I also have been developing an exhibition of my works in Venice, but unfortunately due to current events if was cancelled.
In the upcoming future I think my work will be mostly presented on NFT platforms.
— What are your further creative plans?
— I've always been interested in creating video art, and recently came up with the idea of shooting my works in this genre in the digital environment. At first, I was thinking only about building a virtual scenery for this purpose, but as the process evolved, I figured that not only the creation of a scenery can deepen those artworks, bur also action and digital avatars. Thus, these environments unraveled into a full-scale video game I am currently developing, and the mission became even more exiting.
— How do you get ready for work?
— As most of us do, when setting my mind on work and getting back into the resourceful mode, I find communication and real-life interaction with people very helpful. I also like a simple walk to clear my mind. This trick never gets old.
What do you think viewers bring back, interact with your work?
— In 2018 I was doing an installation called «RABBIT HEART». It was an interactive platform inhabited by "living" uncontrollable avatars. Those avatars were based on the information from social networks of the participants. Building upon the analysis of the profile information of the user, the algorithm simulated a full-course social life of the user's rabbit-avatar. Those little rabbits could interact with each other, danse, fight, form various kinds of partnership, have sex- all this mirroring real online lives of the users.

During the showcase of this installation, I had a chance to observe how people react to my artworks. I was surprised to see that they were so involved into the process that some of them were spending hours watching their rabbit- avatars. I especially memorized one man. He was so anxious about his rabbit avatar actions that the morning after the event he showed up in the gallery and asked to delete his avatar. He said that he couldn't sleep or be calm when he knows that somewhere in the world there is an unsupervised part of him.

It all goes back to the popular idea of digital immortality – an individual's digital copy is able to live independently without it's prototype. Imagine every person has such a copy and it lives and builds relationships in the virtual world in parallel with us. If in the past, in order to avoid routine job, we've been inventing machines which could hummer nails, then nowadays it's the best time to charge them with endless correspondence and keeping relationships in social networks. For instance, for me all this is really necessary routine. And what is interesting here: if we robotize relationships via simulation, will we be glad to entrust the choice of person to love to the machine?
— Natalia Alfutova
"RABBIT HEART" is an interactive platform inhabited by "living" avatars. Avatars are based on the information from social networks. Its members are users who have agreed to give their personal data to the project. The algorithm analyzes the profile information of the user (most commonly used words, phrases, geotags, and photos), as well as neural networks of different orders. As a result, it constructs an animated avatar in the form of an anthropomorphic rabbit. On the one hand, it resembles a popular social networks photo filter, on the other hand it refers to the famous character of the "looking-glass" by L. Carroll.
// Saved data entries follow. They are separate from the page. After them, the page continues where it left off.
PR #233, opened 2021-07-09
First order dephasing

julien-bremont:
Adds a first-order (in dephasing probability) dephasing model for multiple qubits. 
Raises a warning if the user sets a high (> 0.2) dephasing probability.

PR #443, opened 2022-12-29
Generalize effective noise channels

### LINKED ISSUE #428: Generalize effective noise channels
So far we have added a dephasing channel for noisy `Simulation`. We can now generalize it to a depolarizing channel and more generally to any custom type of "collapse" operators for the Lindblad equation solver. Please look at QuTiP documentation [here](https://qutip.org/docs/latest/guide/dynamics/dynamics-master.html).

Varda-star:
Fixes #428


pulser-simulation/pulser_simulation/simconfig.py
```diff
@@ -54,6 +56,11 @@ class SimConfig:
             noise types:
 
             - "dephasing": Random phase (Z) flip
+            - "depolarizing": model of decohering where the qubit undergoes a
+              bit-flip error, phase-flip error or both errors.
+            - "gen_noise": general model of noise channels where the qubit
+            undergoes a modification according to the specified noise
+            operators, it encapsulates dephasing and depolarizing channels.
```
HGSilveri, line 63: From this description, it's not clear to me: what's the difference between having `gen_noise` vs `dephasing`+ `depolarizing`?

pulser-simulation/pulser_simulation/simulation.py
```diff
@@ -202,7 +209,7 @@ def set_config(self, cfg: SimConfig) -> None:
                 )
             # Probability of phase (Z) flip:
             # First order in prob
-            prob = self.config.dephasing_prob / 2
+            prob = self.config.dephasing_prob
```
HGSilveri, line 212: Why this change? Isn't this still a first-order approximation? Nothing else seems to have changed.

pulser-simulation/pulser_simulation/simulation.py
```diff
@@ -225,6 +232,97 @@ def set_config(self, cfg: SimConfig) -> None:
...
+
+            prob = self.config.depolarizing_prob
+            n = self._size
+            if prob > 0.1 and n > 1:
+                warnings.warn(
+                    "The depolarizing model is a first-order approximation"
+                    f" in the depolarizing probability. p = {2*prob}"
+                    " is too large for realistic results.",
+                    stacklevel=2,
+                )
```
HGSilveri, line 254: Shouldn't the probability be divided by 2, then?

HGSilveri (commented):
Hum, some things are not so clear to me

pulser-simulation/pulser_simulation/simconfig.py
Varda-star: The difference is that you can design any operator noises.
For example: dephasing and depolarizing channels are instances of the general noise channel

pulser-simulation/pulser_simulation/simulation.py
Varda-star: There is no reason to divide by two, the default probability is already less than 0.1, so I removed it.

HGSilveri: Are you sure that's the reason why it was being divided by two? It seems to me that it was rather because we are using a first order approximation (which assumes p is small) and the first term in the expansion has `p/2`. This is what the code below seems to imply.

HGSilveri: This was added in PR #233. 
`p/2` comes from the dephasing formula, actually - see eq. (2.3) in [this paper](https://arxiv.org/pdf/1509.02921.pdf).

— Why is art necessary for modern society?
— After the invention of photography an important shift from simple visual art towards conceptual art happened. The art became a form of self-reflection for the society. Considering everything that happens nowadays around us, I think, unfortunately, the need for self-reflection is higher than ever.
Natalia's works were presented at the 6th Moscow Biennale of Contemporary Art, in several spaces at the 58th Venice Biennale of Contemporary Art, at 8th Cairo Video Festival, at Garage Museum of Contemporary Art (Moscow), at Magasins généraux de Pantin (Paris), at KRINZINGER PROJEKTE (Vienna), in at SDV Arts&Science foundation, New York; at The Multimedia Art Museum, at The National Center for Contemporary Art (NCCA), and in numerous museums and art galleries.